Martin Obelt schrieb:


> Aber da der TE von Bayern schreib, ...



Richtig, für Bayern, aber Glöckchen ist Bönnsch und in NRW gilt das oben gesagte.


----------



## Ulli3D (30. Juni 2009)

*AW: Fischen ohne Schein aber in begleitung?*

Ich glaube nicht, dass er einen auf den "Sack" bekommt, er angelt ja nicht schwarz sondern sein Begleiter . Der würde aber wiederum überall in der Republik einen auf den Selbigen bekommen. In Bayern gibt es aber noch die Helferregelung.

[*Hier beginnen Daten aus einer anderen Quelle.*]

Issue #403, opened 2026-07-19
perf(editor): pointer-event costs — overlay cursor notifier + hover hit-test ordering


ben-milanko:
## Summary

Two pointer-event-frequency costs in the viewer: the editing overlay rebuilds its entire ~7000-line subtree per mouse-move to move a cursor dot/swatch, and the viewer's `_onHover` runs up to 4 hit-test scans per event, including a full synchronous text extraction on first hover over a page.

## Evidence

1. Overlay rebuilds: `packages/dart_pdf_editor/lib/src/editing/editing_overlay.dart:4114-4199` — `setState` per hover event (4142, 4164, 4170, 4177, 4188, 4196) while ink/eraser/count/stamp/signature tools are armed and during eyedropper picking (`_updatePickPreview`, 4117). Only the painter needs the position.
2. Hover scans: `packages/dart_pdf_editor/lib/src/pdf_viewer.dart:3532-3557` — every `PointerHoverEvent` runs `_annotationAt` (3544), `_annotationHitAt` again when `onAnnotationTap` is set (3545-3547), `_selectableAnnotationAt` (3548), and `_textPositionAt(tolerance: 8)` (3550). Each redoes `_pagePointAt` (2893-2916) — linear page scan + fresh `PdfPageGeometry` per probe. `_textPositionAt` -> `_pageText` (2857) lazily runs `PdfTextExtractor.extract` — a full synchronous interpretation — the first time the mouse crosses a page.
3. Per-build rescans: `pdf_viewer.dart:581-584`, `:4948-4953` — `_matchesOn(index)` filters all matches per page per build; `_textSelectionOn` (4953) recomputes the same selection quads `_selectionQuadsOn` just computed (4125, 4315).

## Impact

Continuous build-phase cost during every armed-tool hover (the moment the user is about to draw); a one-time multi-hundred-ms freeze per page on first hover; per-event CPU on dense pages; scroll stutter during active searches.

## Proposed fix

1. Hoist cursor/eyedropper position into a `ValueNotifier<Offset?>` consumed by a repaint-bound `CustomPainter`; leave the rest of the overlay out of the rebuild.
2. `_onHover`: compute `_pagePointAt` once per event and share; cheap-hit-first ordering with early exits; debounce the text-cursor probe and extract text asynchronously (see #396).
3. Group search matches by page once when results land; memoize selection quads keyed on (page, anchor, focus).

## Dependencies

[...]

Issue #396, opened 2026-07-19
perf(editor): default render worker + off-UI-thread text extraction


ben-milanko:
## Summary

Page interpretation runs synchronously on the UI thread whenever no `PdfRenderWorker` is attached (opt-in today), and text extraction for search/hover always runs synchronously. A single 100-420 ms CAD page blocks the frame outright; search extracts every page on the UI thread yielding only every 5 pages (~2 s uninterruptible worst case).

## Evidence

- `packages/dart_pdf_editor/lib/src/renderer.dart:100-144` + `pdf_page_view.dart:867-930` — workerless path falls through to UI-thread interpretation.
- `packages/dart_pdf_editor/lib/src/pdf_viewer.dart:2803-2831` — `_searchAllPages` calls `PdfTextExtractor.extract` per page on the UI thread; yields every 5th page only (2828).
- First hover on an uncached page also triggers full synchronous extraction: `pdf_viewer.dart:2857` (`_pageText` via `_textPositionAt` in `_onHover`, 3550).
- `PdfTextExtractor` is pure Dart (pdf_graphics is VM-safe) — directly isolate-compatible.

## Impact

Scrolling jank on every uncached page, zoom-settle stalls, thumbnail population on workerless platforms (web without the worker script), search input freeze on large/CAD documents, one-time multi-hundred-ms hover freeze per page.

## Proposed fix

1. Ship a default `PdfRenderWorker` (isolate on native, web worker on web) so interpretation is off-UI-thread unless the host opts out.
2. Add an `extractText(pageIndex)` job to the render worker (or `Isolate.run`) for search and hover extraction.
3. Short term: yield every page (not every 5) in `_searchAllPages` and gate the hover text probe until extraction completes.

## Dependencies

- Related to #394 (single-walk default) — land together or in either order; the worker jobs should use whichever interpretation path survives #394.

## Suggested order

Phase 2, ticket 5 of 16.

ben-milanko:
## Verification pass — CONFIRMED (one line number drifted)

All four workerless paths verified:

- **Web without worker script** — `render_worker_web.dart:74-84`: `startRenderWorker` returns `_WebRenderWorker.disabled()` when `pdfRenderWorkerScriptUrl == null` or the `Worker` constructor throws; a worker-level `onerror` calls `_fail()` (`:93-96`) making `isActive` false (`:167`). Hard stub also exists: `render_worker_stub.dart:17`.
[...]

PR #599, opened 2026-07-25
perf(editor): hoist the overlay's hover cursors onto a repaint layer (#403 part 1)

ben-milanko:
## Summary

Closes the last open part of #403.

With ink, the eraser, count, stamp or the signature tool armed — or the eyedropper picking — the editing overlay paints its own cursor, and the cursor's position was a **snapshot argument of `_EditingPreviewPainter`**. Moving it therefore meant `setState`: every `PointerHoverEvent` rebuilt `_EditingPageOverlayState`'s whole subtree (annotation widgets, selection chrome, the ~7000-line build method, and a fresh preview painter with ~50 recomputed arguments) to move a dot a few pixels — continuous build-phase cost through exactly the moment the user is about to draw.

The fix is a sibling of the pattern the file already had for the in-progress stroke (`_ActiveStrokePainter` + `_activeStrokeRepaint`):

- **`_HoverCursorPainter`** — a new painter on its own `RepaintBoundary`, `super(repaint: _state._cursorRepaint)`, reading the live `_penCursor` / `_eraserCursor` / `_countCursor` / `_stampPreview` / `_rotateCursor` / `_signaturePreview` fields straight off the state. It sits above the active-stroke layer, so the cursors are topmost among the painted layers (they used to be the tail of the preview painter, *below* the stroke).
- `_onHover`, the signature drag and `_extendActiveStroke` assign the field and bump `_cursorRepaint` instead of `setState`. The one hover outcome that still rebuilds is a change of **system cursor kind**, which lives on the `MouseRegion` and only changes at tool/zone boundaries, not per event.
- The eyedropper's swatch is a widget, so it can't join the painter — it subscribes to the same notifier through a `ValueListenableBuilder`, rebuilding the chip alone.
- `_EditingPreviewPainter` loses `eraserCursor`/`eraserRadius`/`penCursor`/`penOpacity`/`countPreview`/`stampPreview`/`rotateCursor`, and the signature preview leaves its `extraInk`. `_paintStampAfterimage` and the three stamp-template helpers become top-level functions taking the view `scale`, so both painters draw the identical mark.

No behaviour change is intended: same marks, same gates, one layer higher in z-order.

Parts 2 and 3 of #403 already landed (#442, #479); `pdf_viewer.dart` is untouched here.

## Affected packages

- [ ] `pdf_cos`
- [ ] `pdf_document`
- [ ] `pdf_graphics`
- [x] `dart_pdf_editor`
- [ ] `pdf_test_fixtures`
- [x] Example app *(perf-harness tooling under `app/tool/perf/` only — no app code)*
- [x] Documentation / CI / repository metadata only *(dev-log + perf README)*

## Change type

- [ ] Bug fix
- [ ] Feature
- [ ] Rendering change
- [ ] Editing behavior change
- [x] Performance change
- [ ] Refactor / cleanup
- [ ] Tests / fixtures only
- [ ] Documentation only

## Validation

- [x] `fvm flutter pub get`
- [x] `fvm dart analyze` — clean at repo root
- [x] `cd packages/dart_pdf_editor && fvm flutter test` — **1969 passed**
- [ ] Example app smoke test

If any relevant check was not run, explain why: the change is confined to `dart_pdf_editor`'s widget layer — it touches no COS/parse/render path, so the pure-Dart package suites and the Ghent/corpus render baselines have nothing to exercise. No render baseline could move: the same marks are drawn, only on a different layer.

### Performance

Two independent checks, because they answer different questions.

**Structural (widget tests).** `_EditingPreviewPainter`'s *identity* is the tell — a rebuild constructs a fresh one from new arguments, so the same instance still being mounted after a pointer move means no rebuild ran. `editing_cursor_test.dart` asserts that for ink / eraser / count / stamp / signature, plus (so the assertion can't quietly go vacuous) that a change the overlay really does rebuild for — setting the controller colour — *does* swap the painter out.

**Wall-clock (real Chrome).** The web harness gains a `hover` kind (`hover-ink`, `hover-eraser`): arm a tool, dispatch N synthetic `PointerHoverEvent`s at frame cadence over a dense vector sheet, report `hoverBuildMs*` from the `FrameTiming`s across the sweep. `tool/perf.sh webdiff HEAD hover-ink`, 3 iterations per side, 240 events over `plan-set-16p.pdf`, medians:

| metric | baseline | this branch | Δ |
|---|---|---|---|
| `hoverBuildMsP50` | 1.46 | 1.10 | **−24.6%** |
| `hoverBuildMsTotal` | 527 | 493 | −6.5% |
| `hoverBuildMsPerEvent` | 2.20 | 2.05 | −6.5% |
| `hoverBuildMsP95` | 4.96 | 5.08 | +2.5% |

Reading these honestly:

- `hoverBuildMsP50` is the clean result — every working-tree run measured 1.1 ms, every baseline run 1.4–1.7 ms, so the ranges don't overlap. A quarter off the *typical* build frame during an armed hover.
- The totals overlap run to run (WT 468/493/524 vs baseline 525/527/620). −6.5% is the right sign, but it's diluted by design: 240 frames over a 16-page plan set contain plenty of build work the overlay has nothing to do with, and the harness can't attribute build time per widget. The widget tests are what prove the overlay's own share went to zero.
- **The tool also prints `hoverBuildMsMax` 33.35 → 7.67 ("−77%"). That is not a result** — both sides threw a ~40 ms outlier in one of three runs (WT 7.7/7.6/40.9, baseline 33.4/40.8/7.4); the medians only separate because the outliers landed differently. Please don't quote it.
- The tool flags `buildMax` 71.3 → 78.5 as a regression. That's the *whole-run* max, and the run has only ~8 frames outside the hover window — it's a cold-open first-paint frame, which this change can't touch. The in-window max is `hoverBuildMsMax` above.

None — no document bytes change. The one visual difference is z-order: the painted cursors now sit above the in-progress stroke instead of below it (strictly better; the eraser ring was already documented as "topmost" within its old layer).

## Compatibility checklist

- [x] Parsers remain lenient on real-world input and writers remain strict on output. *(untouched)*
- [x] Raw PDF stream bytes stay lazy/raw until decoding is required. *(untouched)*

## Notes for reviewers

- **`shouldRepaint` is `true` on the new painter**, unlike `_ActiveStrokePainter`'s `false`. The stroke layer's notifier ticks on every mutation of its buffers, so it can own its repainting outright. The cursor layer also depends on inputs it does *not* observe — armed tool, pen colour/width, zoom (`_geometry`), `_chromeScale` — which change through ordinary rebuilds. A fresh painter instance means the overlay rebuilt for one of them; repainting a few circles and an arc then is cheaper than tracking which input moved.
- **The paint gates are the debug getters.** `_state._eraserCursor` outlives the eraser (nothing clears it when the tool is put away); the `eraserCursor` getter — what `paint()` reads — is what's actually drawn, so the tests assert on the getters rather than the raw fields.
- **Deliberately left on `setState`:** `_polyHover` (polygon/cloud rubber band) and the erase-drag preview. Both change what the *page* preview draws — `dragPath`, the sliced/faded stroke sets — not just a cursor, so they belong to the preview painter.
- The remaining #403 follow-up, async/off-thread hover text extraction, is still gated behind #396.
- Reviewers who want the numbers themselves: `tool/perf.sh webdiff main hover-ink` (or `hover-eraser`) now works out of the box.

---
_Generated by [Claude Code](https://claude.ai/code/session_01P2bAjHQowJKKgqVeCvZUAb)_

### DIFF
--- a/app/tool/perf/README.md
+++ b/app/tool/perf/README.md
@@ -25,7 +25,7 @@ measures.
 Declared in [`scenarios.json`](scenarios.json) — a name → `{kind, pdf, params}`
 registry. `pdf` is a repo-relative file from the CC0 `test_corpora/dartpdf`
 corpus, so **any checkout (and any A/B worktree) can run every scenario** with
-no magic local file. Four workload kinds ship:
+no magic local file. Five workload kinds ship:
 
 | kind | what it measures | headline metrics |
 |---|---|---|
@@ -33,9 +33,11 @@ no magic local file. Four workload kinds ship:
 | `open` | cold-open profile: bytes → `PdfDocument.open` → `pageCount` → first painted content on a target page | `openBytesMs`, `openDocMs`, `openPageCountMs`, `openFirstContentMs` |
 | `search` | full-document text search latency + hit count (best-of-N) | `searchMs`, `searchMatches` |
 | `edit` | apply a batch of annotations through the real `PdfEditingController`: incremental-save + appearance-gen cost | `editApplyMs`, `editApplyMsPerOp`, `editRevisions`, `editBufferGrowthKb` |
+| `hover` | mouse-move over a page with an editing tool armed: what following the painted cursor costs per pointer event | `hoverBuildMsTotal`, `hoverBuildMsPerEvent`, `hoverBuildMsP50/P95/Max`, `hoverFrames` |
 
 Stock scenarios: `scroll-plan`, `scroll-scan`, `scroll-diagram`, `open-plan`,
-`open-text`, `search-text`, `edit-annotate` (default `scroll-plan`).
+`open-text`, `search-text`, `edit-annotate`, `hover-ink`, `hover-eraser`
+(default `scroll-plan`).
 
 ### Adding a scenario going forward
 
@@ -123,6 +125,7 @@ searchMs                52.30       38.10       -27.2%    ✓ faster
 | `PERF_TARGET_PAGE` | scenario | open/scroll target page |
 | `PERF_QUERY` / `PERF_REPEAT` | scenario | search needle / best-of-N |
 | `PERF_OPS` | scenario | edit: annotations to apply |
+| `PERF_EVENTS` / `PERF_TOOL` | scenario | hover: pointer events to dispatch / the armed tool |
 | `PERF_IMAGE_CACHE_MB` | `0` | decoded-image cache budget, MB |
 | `PERF_HEADLESS` | `true` | `false` for a visible window |
 | `PERF_TIMEOUT` | `300` | overall budget, seconds |
--- a/app/tool/perf/perf_harness.dart
+++ b/app/tool/perf/perf_harness.dart
@@ -535,13 +535,17 @@ class _PerfHarnessAppState extends State<_PerfHarnessApp> {
     final editing = _editing!;
     // Let the first page paint before the pointer starts moving over it.
     await Future<void>.delayed(const Duration(milliseconds: 1200));
+    // A typo'd ?tool= must not quietly arm nothing and then report numbers for
+    // a workload that never happened - only the explicit 'none' disarms.
     editing.tool = switch (_hoverToolName) {
       'ink' => PdfEditTool.ink,
       'eraser' => PdfEditTool.eraser,
       'count' => PdfEditTool.count,
       'stamp' => PdfEditTool.stamp,
       'select' => PdfEditTool.select,
-      _ => null,
+      'none' => null,
+      _ => throw StateError('unknown ?tool=$_hoverToolName '
+          '(ink|eraser|count|stamp|select|none)'),
     };
     await Future<void>.delayed(const Duration(milliseconds: 300));
 
--- a/app/tool/perf/perf_harness.dart
+++ b/app/tool/perf/perf_harness.dart
@@ -22,6 +22,9 @@
 //   edit    - apply a batch of annotations (highlight/rectangle/ink) through
 //             the real PdfEditingController; incremental-save + appearance-gen
 //             cost, revision count, and session-buffer growth.
+//   hover   - mouse-move over the page with an editing tool armed: synthetic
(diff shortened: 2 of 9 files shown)


ben-milanko:
Self-review follow-up landed in `bb89c45`, since the description above predates it (and a squash-merge makes this the record).

**Two stroke-start sites were missing a `_cursorRepaint` tick.** `_onPointerDown`'s raw/stylus path and `_panStart`'s ink case assign `_penCursor` and then tick only `_activeStrokeRepaint`. That was correct while the pen dot was painted by `_ActiveStrokePainter`; it's stale now the dot lives on the cursor layer. Both now bump the cursor layer too, and `_ActiveStrokePainter`'s doc states the invariant so it isn't quietly reintroduced.

**It is hygiene, not a user-visible fix — worth being explicit about**, because the natural reaction to "no test fails without it" is to delete the bumps:

- The field is assigned correctly either way; only the repaint *scheduling* was missing.
- It isn't observable today. Both sites immediately seed a one-point `_activeStroke` and tick the stroke layer, and `_paintInkStrokes` draws a single point as a dot — same position, same colour, same frame as the pen cursor would have. The dot you see is the stroke's.
- It becomes observable as soon as either coincidence stops holding (stroke layer skipping single-point strokes, the cursor gaining a distinct look, a stroke start that doesn't seed a point).

Two attempts at a failing test each established that rather than the bug: a getter-based assertion can't observe repaint scheduling at all, and a pixel assertion at the press point sees the stroke's own dot. So the test that landed is named for what it actually pins — that the raw-pointer path positions the pen cursor with no hover first — and `doc/dev-log/2026-07-25-overlay-cursor-repaint-layer-403.md` records why no failing test exists.

Also in that commit: the `hover` perf scenario now throws on an unknown `?tool=` instead of silently arming nothing and reporting `hoverBuildMs*` for a workload that never ran.

Suite is **1975 passed** on `bb89c45` (the 1969 in the description is pre-follow-up); `dart analyze` clean at root.

---

Issue #603, opened 2026-07-25
perf(editor): the thumbnail warmer spends ~6.7 s of main-thread replay in a 20 s scroll


ben-milanko:
## Measured on device

Web release, app 3.0.0+20 build with #601, 62-page / 24 MB book, 3 render workers. A ~20.8 s capture (perf 31421 → 52184) of scrolling pages 27→41.

Totalling every `thumbnail page=N … worker record=` line in that window:

- **~17.0 s of record wall-clock** (queue included)
- **~6.7 s of main-thread `replay`**

The replay figure is the problem. `rasterizeThumbnail` builds its `ui.Picture` via `PdfPageRenderer.pictureFromCommands`, which runs on the platform thread — the same one the visible page's build needs, and the one that cannot move to an isolate.

```
thumbnail page=47 warm px=256 worker record=394.5ms replay=859.6ms raster=10.2ms
thumbnail page=31 warm px=256 worker record=535.9ms replay=510.9ms raster=26.7ms
thumbnail page=32 warm px=256 worker record=901.3ms replay=482.2ms raster=11.7ms
thumbnail page=33 tile px=256 worker record=359.0ms replay=444.4ms raster=14.3ms
thumbnail page=42 warm px=256 worker record=479.8ms replay=376.8ms raster=20.0ms
```

**859 ms of main-thread work to draw a 256-pixel-wide thumbnail.** For scale, the actual page builds in the same capture are `build=44–472ms` — the thumbnails cost more than the pages they preview.

## Why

Der Helfer darf zwar nicht selber angeln aber er darf beim Angeln helfen. |rolleyes


----------



## Jemir (1. Juli 2009)

*AW: Fischen ohne Schein aber in begleitung?*



Martin Obelt schrieb:


> Als Helfer darf er den Kescher tragen.... mehr aber auch nicht - er darf theoretisch nichtmal eine fangbereite Angel außerhalb des Gewässers in der Hand halten....


 
Zumindest nicht in Gewässernähe, wenn kein Wasser in der Nähe ist kann er soviel haben wie er tragen kann


----------